Michigan Supreme Court Justice Potter, delivering the opinion of the Court in the case of People v Hagadorn, stated: "The right of search and seizure did not exist at early common law, but crept into the law by imperceptible practice." Mr. Justice Joseph Bradley, in an opinion of the Supreme Court of the United States, declared: "It may be that it is the obnoxious thing in its mildest and least repulsive form; but illegitimate and unconstitutional practices get their first footing in that way, namely, by silent approaches and slight deviations from legal modes of procedure. This can only be obviated by adhering to the rule that constitutional provisions for the security of person and property should be liberally construed. A close and literal construction deprives them of half their efficacy, and leads to gradual depreciation of the right, as if it consisted more in sound than in substance. It is the duty of courts to be watchful for the constitutional rights of the citizen, and against any stealthy encroachments thereon."
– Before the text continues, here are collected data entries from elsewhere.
PR #772, opened 2019-01-29
Add us_ky_woodford scraper

KareemG:
Scraper for http://www.woodfordcountydetention.com/InmateRoster/WCDC_inmatelist.html (JailTracker).


recidiviz/ingest/us_ky_woodford/us_ky_woodford_scraper.py
```diff
@@ -0,0 +1,64 @@
...
+    def get_enum_overrides(self):
+        return {
+            # Charge Classes
+            'T': None,                              # "in transit"
+            'V': ChargeClass.INFRACTION,            # e.g. traffic violation
+            'C': ChargeClass.FELONY,                # e.g. controlled substance
+
+            # Charge Statuses
+            'DISMISSED': ChargeStatus.DROPPED,
+            'FUGITIVE': None,
```
KareemG: Not sure where this fits.

recidiviz/ingest/us_ky_woodford/us_ky_woodford_scraper.py
```diff
@@ -0,0 +1,64 @@
...
+            'GUILTY': ChargeStatus.CONVICTED,
+            'OPEN': None,                           # TODO(616): bond -> pending
+            'WAIVED': ChargeStatus.DROPPED,
+            'BLANKET BOND': None,
```
KareemG: What to do in this case, where one or two charges seem to cover the bonds for a bunch?

recidiviz/ingest/us_ky_woodford/us_ky_woodford_scraper.py
```diff
@@ -0,0 +1,64 @@
...
+            'ENHANCED': None,
```
KareemG: e.g. enhanced charge? "persistent felony offender ii"

recidiviz/ingest/us_ky_woodford/us_ky_woodford_scraper.py
```diff
@@ -0,0 +1,64 @@
...
+
+            # Court Types
+            'FEDERAL': None,
```
KareemG: Not sure if SUPERIOR, website has entries ingesting DISTRICT type.

recidiviz/ingest/us_ky_woodford/us_ky_woodford_scraper.py
arian487: @ohinds  will know best

recidiviz/ingest/us_ky_woodford/us_ky_woodford_scraper.py
arian487: So the relationship is one bond to many charges.  Generally each charge has a single bond, but some sites will aggregate the bonds for a bunch of charges into a single bond amount.  In this case, you can create one bond with the relevant value, and point many charges to that one bond and it will be reflected correctly in the database.

Can you show an example of what a blanket bond looks like on a site?

recidiviz/ingest/us_ky_woodford/us_ky_woodford_scraper.py
```diff
@@ -0,0 +1,64 @@
...
+
+            # Bond Types
+            'FULL CASH': BondType.CASH,
+            'NO BOND - OTHER': BondType.NO_BOND,
+            'NO BOND - MUST SEE PRETRIAL': BondType.NO_BOND,
+            'NO BOND - SENTENCED': BondType.NO_BOND,
+            'SURETY': BondType.UNSECURED,
```
arian487: Similar to the above comment, I think you can update the global map here.

recidiviz/ingest/us_ky_woodford/us_ky_woodford_scraper.py
KareemG: Here's an example of a set of blanket bonds with some having an amount of 0 (presumably because they relate to some other blanket bond...):

> [{'BondAmount': 25000.0,
  'BondType': 'BLANKET BOND',
  'Status': 'OPEN - ACTIVE'
   ...},
 {'BondAmount': 0.0,
  'BondType': 'BLANKET BOND',
  'Status': 'OPEN - ACTIVE'
   ...},
 {'BondAmount': 0.0,
  'BondType': 'BLANKET BOND',
  'Status': 'OPEN - ACTIVE'
   ...},
 {'BondAmount': 10000.0,
  'BondType': 'BLANKET BOND',
  'Status': 'OPEN - ACTIVE'
   ...},
 {'BondAmount': 10000.0,
  'BondType': 'BLANKET BOND',
  'Status': 'OPEN - ACTIVE'
   ...}]

recidiviz/ingest/us_ky_woodford/us_ky_woodford_scraper.py
ohinds: I would guess PRETRIAL?

recidiviz/ingest/us_ky_woodford/us_ky_woodford_scraper.py
ohinds: Blanket bond means exactly what @arian487 said. There are several charges that all share a bond. So I think this should get mapped to 'CASH'. The trick is to group the appropriate charges with the right 'blanket'. Is there more data in the JSON that would allow you to do that? Like some sort of ID or case number?

recidiviz/ingest/us_ky_woodford/us_ky_woodford_scraper.py
ohinds: FEDERAL --> DISTRICT, and also create a hold on the booking with Federal as the jurisdiction.

recidiviz/ingest/us_ky_woodford/us_ky_woodford_scraper.py
```diff
@@ -0,0 +1,64 @@
...
+            'BLANKET BOND': None,
+            'ENHANCED': None,
+
+            # Court Types
+            'FEDERAL': None,
+
+            # Bond Types
+            'FULL CASH': BondType.CASH,
+            'NO BOND - OTHER': BondType.NO_BOND,
+            'NO BOND - MUST SEE PRETRIAL': BondType.NO_BOND,
```
ohinds: I thinking this is PENDING

recidiviz/ingest/us_ky_woodford/us_ky_woodford_scraper.py
ohinds: We recently found that this is SECURED. But we might have fixed that already.

recidiviz/ingest/us_ky_woodford/us_ky_woodford_scraper.py
```diff
@@ -0,0 +1,64 @@
...
+            'NO BOND - SENTENCED': BondType.NO_BOND,
```
ohinds: This is fine, but could you also change the charge status to SENTENCED here?

PR #1000, opened 2019-02-14
Move secret file creation to after git stash.

rasmi:
Fixes this: https://travis-ci.org/Recidiviz/recidiviz-data/builds/493345876#L1097


.travis.yml
```diff
@@ -30,6 +27,9 @@ after_success:
 before_deploy:
 - git stash --all
 - python -m recidiviz.tools.build_queue_config
+- 'if [ "$TRAVIS_PULL_REQUEST" = "false" ]; then openssl aes-256-cbc -K
```
colincadams: From looking at the build history, it seems that `before_deploy` is only run if any of the deploy steps will be run, so the `if` check here shouldn't be necessary

rasmi: Good catch, thanks!

PR #1001, opened 2019-02-14
IngestInfo.get_all_*

jamwalla:


recidiviz/ingest/models/ingest_info.py
```diff
@@ -78,6 +78,34 @@ def prune(self) -> 'IngestInfo':
         self.people = [person.prune() for person in self.people if person]
         return self
 
+    def get_all_people(self, predicate=bool) -> List['Person']:
+        return [person for person in self.people if predicate(person)]
+
+    def get_all_bookings(self, predicate=bool) -> List['Booking']:
+        return [booking for person in self.get_all_people()
+                for booking in person.bookings
+                if booking and predicate(booking)]
```
zacharylawrence: Is it intentional to skip empty bookings by checking `if booking`?

jamwalla: nope, we should return empty bookings, good catch!

PR #1002, opened 2019-02-14
Add test ensuring persistence and schema enums match

zdg2102:
Also:
- Remove obsolete TODOs around using Python enums in schema
- Consolidate enums with enum values in `schema.py`
- Add enum values to `schema.py` that were previously missing


recidiviz/tests/persistence/database/schema_test.py
```diff
@@ -120,6 +130,48 @@ def testMasterAndHistoryColumnsMatch_SentenceRelationship(self):
                                        'valid_to'])
 
 
+    # Test case ensuring enum values match between persistence layer enums and
+    # schema enums
+    def testPersistenceAndSchemaEnumsMatch(self):
+        # Mapping between name of schema enum and persistence layer enum. This
```
jessex: So if we created an entirely new enum but didn't add it to `test_mapping` then it would not be included in the test, and there _could_ be a missed mapping, right? There's not a super easy way to catch the existence of a new enum type though, so this might be alright.

recidiviz/tests/persistence/database/schema_test.py
```diff
@@ -120,6 +130,48 @@ def testMasterAndHistoryColumnsMatch_SentenceRelationship(self):
...
+        # map controls which pairs of enums are tested.
+        #
+        # If a schema enum does not correspond to a persistence layer enum,
+        # it should be mapped to None.
+        test_mapping = {
```
jamwalla: should this mapping live in our prod code or be baked into it somehow?

recidiviz/tests/persistence/database/schema_test.py
```diff
@@ -120,6 +130,48 @@ def testMasterAndHistoryColumnsMatch_SentenceRelationship(self):
...
+            'sentence_relationship_type': None,
+            'degree': charge.ChargeDegree,
+            'charge_class': charge.ChargeClass,
+            'charge_status': charge.ChargeStatus,
+            'court_type': charge.CourtType,
+            'report_granularity': None
+        }
+
+        schema_enums_by_name = {}
+        for attribute_name in dir(schema):
```
jamwalla: what do you think about giving the schema enums a semantic type - 
```python
class SchemaEnum(Enum, metaclass=SchemaEnumMeta)
```
so that we could more clearly say
```python
inspect.getmembers(schema, lambda obj: isinstance(obj, SchemaEnumMeta))
```
? If this test is the only time we need to collect or work over all schema enums, this might not be necessary - up to you.

recidiviz/tests/persistence/database/schema_test.py
```diff
@@ -158,3 +210,27 @@ def _assert_columns_match(self, table_a, table_b, table_a_exclusions=None,
...
+    # exclusions in the same way as the master/historical column comparison
+    # tests.
+    def _assert_enum_values_match(self, schema_enum, persistence_enum):
+        schema_enum_values = set(schema_enum.enums)
+        # pylint: disable=protected-access
+        persistence_enum_values = set(persistence_enum._member_names_)
+        # Raise an error instead of asserting so a more explicit message can
+        # be displayed
+        if schema_enum_values != persistence_enum_values:
+            raise RuntimeError('Values of schema enum {schema_enum} did not '
```
jamwalla: is there a reason this is a `RuntimeError` and not a `self.assertEqual`?

recidiviz/tests/persistence/database/schema_test.py
jamwalla: We could even distinguish between persistence and aggregate enums this way.

recidiviz/tests/persistence/database/schema_test.py
zdg2102: Discussed offline, there probably isn't anywhere outside this test that mapping would be used

recidiviz/tests/persistence/database/schema_test.py
zdg2102: The schema enums actually do have a separate type. They're `sqlalchemy.Enum`s rather than regular Python enums. I changed the import so that in the `isinstance` call you can explicitly see from the prefix what the type is

jamwalla: oh, nice!!

recidiviz/tests/persistence/database/schema_test.py
zdg2102: Yeah, because this same method runs for every enum pair, the error message for `assertEqual` doesn't have enough detail because it doesn't specify which pair failed. I have a comment before the equality check clarifying why it's written this way

jamwalla: duh, sorry!! Can we get the same from the `msg` kwarg in assertequal?

zdg2102: Oh nice, I didn't know that existed. That also works better because the `assertEqual` states which values are missing, so I don't need to explicitly list out all the values in the message

PR #1011, opened 2019-02-15
Bullitt2

eitalse:
created jailtracker scraper for Bullitt County


recidiviz/ingest/scrape/regions/us_ky_bullitt/us_ky_bullitt_scraper.py
```diff
@@ -0,0 +1,46 @@
...
+"""Scraper implementation for us_ky_bullitt."""
+from recidiviz.common.constants.charge import ChargeClass
+from recidiviz.common.constants.enum_overrides import EnumOverrides
+from recidiviz.ingest.scrape.vendors.jailtracker.jailtracker_scraper import \
+    JailTrackerScraper
+
+
+class UsKyBullittScraper(JailTrackerScraper):
+    """Scraper implementation for us_ky_bullitt."""
+    def __init__(self):
```
zacharylawrence: Could you remove the extra one after this method? That way we can keep 1 space between these methods.

recidiviz/ingest/scrape/regions/us_ky_bullitt/us_ky_bullitt_scraper.py
```diff
@@ -0,0 +1,46 @@
...
+        A JailTracker landing page URL ends with: "/jailtracker/index/<INDEX>".
+        This value can either be text or a number. In either case, this method
+        should return the value as a string.
+        """
+        return 'BULLITT_COUNTY_KY'
+
+    def get_enum_overrides(self) -> EnumOverrides:
+        overrides_builder = super(UsKyBullittScraper,
+                                  self).get_enum_overrides().to_builder()
+        # Add mappings here by calling overrides_builder.add() or .ignore()
```
zacharylawrence: @eitalse @jamwalla Thoughts on if we should leave this comment here? Or have child scrapers remove it?

PR #1015, opened 2019-02-15
correctly compare bonds/sentences when matching charges

### LINKED ISSUE #1014: call relevant is_match on bond and sentence when matching charges
currently we determine charge equality by using `==` equality, not match logic, on is_charge_match.

terinpw:
closes #1014 

Co Authored By: jamwalla


recidiviz/persistence/entity_matching_utils.py
```diff
@@ -162,7 +162,17 @@ def is_charge_match(
...
+
+    if db_entity.external_id or ingested_entity.external_id:
+        return db_entity.external_id == ingested_entity.external_id
+
+    sentences_match = is_sentence_match(
+        db_entity=db_entity.sentence, ingested_entity=ingested_entity.sentence)
+    bonds_match = is_bond_match(
+        db_entity=db_entity.bond, ingested_entity=ingested_entity.bond)
+
+    return _sanitize_charge(db_entity) == _sanitize_charge(ingested_entity) \
```
jessex: Micro-optimization nit: if we put `sentences_match` and `bonds_match` at the front of the conditional, we don't need to evaluate the two `_sanitize_charge` calls unless there might actually be a match.

terinpw: Good point -- done

PR #1016, opened 2019-02-15
Added JRE installation instructions.

rasmi:


README.md
```diff
@@ -91,6 +91,18 @@ pipenv shell
 
 Finally, run `pytest`. If no tests fail, you are ready to develop!
 
+**NOTE**: If some `recidiviz/tests/ingest/aggregate` tests fail, you may need to install the Java Runtime Environment (JRE).
+
+On a Mac with [Homebrew](https://brew.sh/), you can install the JRE with:
```
jessex: Are there any version requirements to be aware of?

rasmi:
I'm fine adding a line that says:

> Alternatively, you can ignore those tests with:
> ```
> pytest --ignore=recidiviz/tests/ingest/aggregate
> ```

Our volunteer scraper writers need not worry about aggregate ingest tests -- it may be a pain to install the JRE for some.

jessex:
I think both of these instructions are worth mentioning. Let's be as thorough as possible.

README.md
rasmi: According to Tabula docs, Java >= 7: https://github.com/tabulapdf/tabula/tree/cd8a1b03e1d499a6a480f7d38c1b1ba86967935c#using-tabula

If installing with `brew` or `apt`, you have to explicitly list a lower version (<=6) for these commands not to work, so the instructions should be fine, but I'm happy to add `JRE >=7` to be explicit!

PR #1017, opened 2019-02-15
match bonds and sentences on db relationship <= ingested relationship

jamwalla:


jessex:
Can you provide more context for this one, @jamwalla or @terinpw?

jamwalla:
This is a corner case that came up while discussing #1015 - if an ingested child entity appears to match with one in the database, except that it has more parent relationships than it did before, we should still match it. For example, if a booking has a single charge with a single bond, and then the next day it has two charges that share that same bond, we should call the db and ingested bonds a match. The opposite relationship is not true: if two charges share a bond and then one of those charges disappears from the website, we need to create a new bond for the remaining charge, and continue to store historical information about the charge that has disappeared.

recidiviz/persistence/entity_matching.py
```diff
@@ -198,8 +198,9 @@ def _is_match_with_relationships(*, db_entity, ingested_entity):
         matcher = getattr(utils, 'is_{}_match'.format(name))
         obj_match = matcher(db_entity=db_entity,
                             ingested_entity=ingested_entity)
-        relationship_match = ing_relationship_map[ing_entity_id] == \
-                             db_relationship_map[db_entity_id]
+        relationship_match = (db_relationship_map[db_entity_id] <=
```
jessex: What does the operation actually check? `db_relationship_map` and `ing_relationship_map` are both `Dict[str, Set[Entity]]` so we are using the `<=` operator to compare two sets of entities. I've never seen that before!

jamwalla: subset! `a <= b` is short for `a.issubset(b)`

terinpw: It functions as a subset operator -- `a <= b` with sets is equivalent to `a.issubset(b)`.  So here we're checking that all relationships to the db bond/sentence exist in the ingested information (although the ingested bond/sentence can have new relationships as @jamwalla talked about). 

Should we add a comment to this effect for readability? or maybe use `issubset` directly?

terinpw: @jamwalla beat me to it haha

jessex: Makes sense! I think that using the comparison operator in that fashion feels a bit magical, so I would suggest an explicit call to `issubset`.

PR #1030, opened 2019-02-19
Jefferson County, KY scraper.

mutexlox:


mutexlox:
Oops, somehow description got lost when I tried to add it with the `hub` command.

I wrote a scraper for Jefferson County, KY. This county uses Archonix, so all I wrote was the configuration.

recidiviz/ingest/scrape/regions/us_ky_jefferson/us_ky_jefferson.yaml
```diff
@@ -0,0 +1,24 @@
...
+  "Booking #": booking.booking_id
+  Booking Date-Time: booking.admission_date
+
+css_key_mappings:
+  "ctl00_ContentPlaceHolder1_spnInmateName": person.fullName
+
+keys_to_ignore:
+  - Custody Status
+  - Release Date-Time
+  - BirthDate
```
arian487: Why do we ignore birthdate and custody status?

mutexlox: I was basing this on recidiviz/ingest/scrape/regions/us_mt_gallatin/us_mt_gallatin.yaml, which ignores custody status.

I'm also not sure in general what keys are available to map to (I wasn't able to find documentation for it). Can you point me in the right direction there?

jamwalla: Documentation for IngestInfo is [here](https://github.com/Recidiviz/recidiviz-data/tree/master/recidiviz/ingest/models) and should list all the fields (though the lists of valid values might be out of date, sorry!).

The Gallatin scraper should probably scrape custody status, though at a quick glance it seems to always be empty. I'd add it anyways, since nothing will be written if the field is blank and we'll catch issues later if the field isn't what we expect.

PR #1031, opened 2019-02-19
Okeechobee, Florida county scraper

dmcc:
This is my first scraper, so feedback is especially welcome!

I'm not sure about some of the mappings, particularly what to do about the various things I mapped to `ChargeStatus` and `HoldStatus` values. In general, this county seems to put many different types of things in one field ("Booking Type"), so I wasn't sure the best way to interpret them.

Also includes a simple version of `CsvDataExtractor`, since it seemed like a useful thing to pull out.


recidiviz/ingest/extractor/csv_data_extractor.py
```diff
@@ -0,0 +1,84 @@
...
+            for k, v in row.items():
+                if k not in self.all_keys:
+                    raise ValueError('Unmapped key: %s' % k)
+
+                if not v:
+                    continue
+                self._set_value_if_key_exists(k, v, ingest_info)
+
+    def _set_value_if_key_exists(self, lookup_key, value, ingest_info):
+        seen_map: Dict[int, Set[str]] = defaultdict(set)
```
jamwalla: can you pull `seen_map` up into `_extract` so that it's created once per call to `extract_and_populate_data`, and keeps track of keys for the whole extraction? Or is the idea that this isn't necessary since we know we expect one person per row.

recidiviz/ingest/scrape/regions/us_fl_okeechobee/us_fl_okeechobee_scraper.py
```diff
@@ -0,0 +1,135 @@
...
+        elif reason in _HOLDS:
+            # Convert to a hold status.
+            hold = booking.get_recent_hold() or booking.create_hold()
+            hold.status = reason
+            if reason == 'EXTRADITION':
+                hold.jurisdiction_name = reason
+            booking.admission_reason = None
+            booking.prune()
+
+    def get_more_tasks(self, content, task: Task) -> List[Task]:
```
jamwalla: this could be the single task returned from `get_initial_task` instead

recidiviz/ingest/extractor/csv_data_extractor.py
dmcc: I think it shouldn't be necessary given the one person per row assumption, but I'm still new to this code. I've moved it so that it's made once per person just to be safe.

recidiviz/ingest/scrape/regions/us_fl_okeechobee/us_fl_okeechobee_scraper.py
dmcc: If I moved this logic into `get_initial_task`, it would leave `get_more_tasks` abstract, so I think I'd still need to have a stub version of `get_more_tasks`. Is that preferable?

recidiviz/ingest/extractor/csv_data_extractor.py
jamwalla: Thanks! I think this is the "right" place, i.e. in line with the other extractors, so if we extend what this extractor can do we'll be set up properly. But you're right that this isn't necessary right now.

recidiviz/ingest/scrape/regions/us_fl_okeechobee/us_fl_okeechobee_scraper.py
jamwalla: Ah, yeah, I saw this in another scraper recently. I wonder if `get_more_tasks` shouldn't be abstract but should raise a `NotImplementedError` if it's called in the base scraper. This looks good for now!

PR #1035, opened 2019-02-19
add Ky allen prison

shadowind:


recidiviz/ingest/scrape/regions/us_ky_allen/manifest.yaml
```diff
@@ -0,0 +1,6 @@
+agency_name: Allen County Detention Center
+agency_type: prison
```
jamwalla: i *believe* this is a jail and not a prison?

jamwalla:
made that one change and merged, thank you for this!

It is axiomatic that the innocent should not be punished. The Supreme Court of the United States, in upholding this seizure and forfeiture without compensation to an innocent co-owner, used, as an example of the power of seizure and sale under forfeiture laws, the Admiralty and Maritime laws of seizure and forfeiture of a sea-going vessel and its contraband. I had often found humor in the pleadings of some that the United States government, and State government, was directing its inland operations in Admiralty; and that the fringe on the flag in the United States courts, and many of the State courts, indicated that it was an Admiralty flag. Although the fringe on the flag of the United States does indicate Admiralty, and the federal courts do have Admiralty Jurisdiction over matters in Admiralty, I had always scoffed at the idea that the US government, or the State, would bring the Admiralty jurisdiction inland; until now.
Bringing Admiralty Jurisdiction inland was one of the complaints of the colonists against the British, who used the Writs of Assistance as a pretense for their right of Search and Seizure. The States Militia are growing stronger; and considering opinions like the latest from the Supreme Court, their presence is becoming a self-fulfilling prophecy. Alexander Hamilton declared, in the Federalist No. 28: "If the representatives of the people betray their constituents, there is then no resource left but in the exertion of that original right of self-defense which is paramount to all positive forms of government..." This is why we have Article Two of the Bill of Rights.